TOPLUMDAKİ ENFEKSİYON ZİNCİRİNİ KIRABİLİR
Aşıların yüzde 100 koruyucu olmadığını vurgulayan Dr. Öğr. Üyesi Emel Şen, “Bazen aşılanmış kişilerde de hastalık görülebilmekte, ancak hafif ve komplikasyonsuz seyretmektedir. Rotavirüs, su çiçeği ve boğmaca gibi hastalıkların aşılanmış kişiler hastalansa bile hafif geçirdikleri gösterilmiştir. Aşılar yüksek aşılama oranlarına ulaşıldığında yalnızca aşılanan kişileri değil, toplumda enfeksiyon zincirini kırdıkları için aşılanmayanları da korurlar” bilgilerini verdi.

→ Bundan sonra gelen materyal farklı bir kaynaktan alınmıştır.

PR #2659, opened 2019-04-05
Glean: improve comment regarding bucketing to be more clear about overflow

travis79:
### Pull Request checklist


components/service/glean/src/test/java/mozilla/components/service/glean/storages/TimingDistributionsStorageEngineTest.kt
```diff
@@ -226,7 +226,10 @@ class TimingDistributionsStorageEngineTest {
 
     @Test
     fun `getBuckets() correctly populates the buckets property`() {
-        // Hand calculated values using current default range 0 - 60000 and bucket count of 100
+        // Hand calculated values using current default range 0 - 60000 and bucket count of 100.
```
Dexterp37: I think that, in addition to code comments, this should be documented in some user-facing document. I think either [here](https://github.com/mozilla-mobile/android-components/blob/master/components/service/glean/docs/metrics/adding-new-metrics.md#Timing-Distributions) (maybe in a separate subsection) or, better, in its own metric-specific details doc. @georgf , thoughts?

components/service/glean/src/test/java/mozilla/components/service/glean/storages/TimingDistributionsStorageEngineTest.kt
```diff
@@ -226,7 +226,10 @@ class TimingDistributionsStorageEngineTest {
...
+        // NOTE: The final bucket here of 60001 is a product of the bucketing algorithm and
```
Dexterp37: nit: I would focus more on the purpose of the bucket rather than how it originated. I would (please push back or phrase it better!) say that regardless of the bucket size/width, the last bucket holds samples beyond the max range.

components/service/glean/src/test/java/mozilla/components/service/glean/storages/TimingDistributionsStorageEngineTest.kt
travis79: Since we don't really expose the bucket sizes to the public API, is it still a good idea to document it in the API docs?  Right now the API just asks "give me a time to record".  While the test API functions do return an object that does have the bucket property accessible, one of the things that @georgf asked me to change in the docs for the timing distribution was the comparing the count of a particular bucket, instead pushing to demonstrate just checking the sum and the total count.

mdboom: I sort of feel like the contents of `TimingDistributionData` are sort of an implementation detail.  Ideally, I'd like to see the test functions grow to include methods that get specific things out of it so we could change the implementation (which roughly corresponds to the JSON payload) at some point in the future without breaking tests.

However, I'm not necessarily suggesting we do that, since I think it's a lot of work for very little gain, but I do look at it as an implementation detail, and we should at least limit the documented examples to things that are less likely to change in the future.

components/service/glean/src/test/java/mozilla/components/service/glean/storages/TimingDistributionsStorageEngineTest.kt
mdboom: :+1:

PR #2662, opened 2019-04-05
Fixes #2658 - Adds the ability to long click the urlView

### LINKED ISSUE #2658: Provide interface to add an OnLongCLickListener to DisplayToolbar
In Fenix we want to longpress to copy the current URL

boek:
### Pull Request checklist


components/browser/toolbar/src/main/java/mozilla/components/browser/toolbar/display/DisplayToolbar.kt
```diff
@@ -284,6 +291,20 @@ internal class DisplayToolbar(
         invalidateActions(navigationActions + pageActions + browserActions)
     }
 
+    /**
+     * Set a LongClickListner to the urlView of the toolbar.
+     */
+    private fun setOnUrlLongClickListener(handler: (() -> Unit)? = null) {
+        if (handler == null) {
+            urlView.setOnLongClickListener(null)
```
jonalmeida: Do we need to set the click listener to null? Can we not just do the else case always? 🤔 

Maybe we could even make the listener non-null as well.

boek: @jonalmeida We probably could. While writing this I tested and the longpress always has the haptic feedback, so I thought there might be a case someone wants to fully remove it.

components/browser/toolbar/src/main/java/mozilla/components/browser/toolbar/BrowserToolbar.kt
```diff
@@ -163,6 +163,13 @@ class BrowserToolbar @JvmOverloads constructor(
         get() = displayToolbar.onUrlClicked
         set(value) { displayToolbar.onUrlClicked = value }
 
+    /**
+     * Sets a lambda that will be invoked whenever the URL in display mode was long clicked.
+     */
+    var onUrlLongClicked: (() -> Unit)?
+        get() = displayToolbar.onUrlLongClicked
+        set(value) { displayToolbar.onUrlLongClicked = value }
```
pocmo: I wonder whether this needs to be a field or could just be a setter like other listeners in here? It would avoid some of the indirection and you could added the OnLongClickListener on the view here directly.

boek: I originally made it a field to be consistent with the click listener, I'll rip it out :)

components/browser/toolbar/src/main/java/mozilla/components/browser/toolbar/display/DisplayToolbar.kt
jonalmeida: Oh, interesting. I didn't realize the system hooks into that and does that when a listener is attached.

boek:
Ok I'll try that :)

Aşının istenmeyen etkisinden daha fazla
Çoğu aşı tereddüdünün aşıların istenmeyen etkilerinden kaynaklandığını işaret eden Dr. Öğr. Üyesi Emel Şen, “Elbette aşıların da ilaçların da yararları yanında istenmeyen etkileri vardır. İlaçların istenmeyen etkilerine daha kolay katlanılması ilaçların hastalara; aşının ise sağlam insana verilmesinden kaynaklanmaktadır. Aşının istenmeyen etkilerinin yanında hastalığın komplikasyonları çok daha fazladır. Bir aşının kullanıma girmesinin bazen en az 10 yıl sürebildiği bu dönemde tüm istenmeyen etkiler araştırılır, bu etkilerin hastalığın kötü etkileri yanında çok hafif olması durumunda aşı kullanıma girebilir. Kullanıma girdikten sonra da tüm istenmeyen etkiler Sağlık Bakanlığınca toplanır, belli aralıklarla sağlık kurumlarına bildirilir ve halen ciddi bir istenmeyen etki görülmemektedir” şeklinde konuştu.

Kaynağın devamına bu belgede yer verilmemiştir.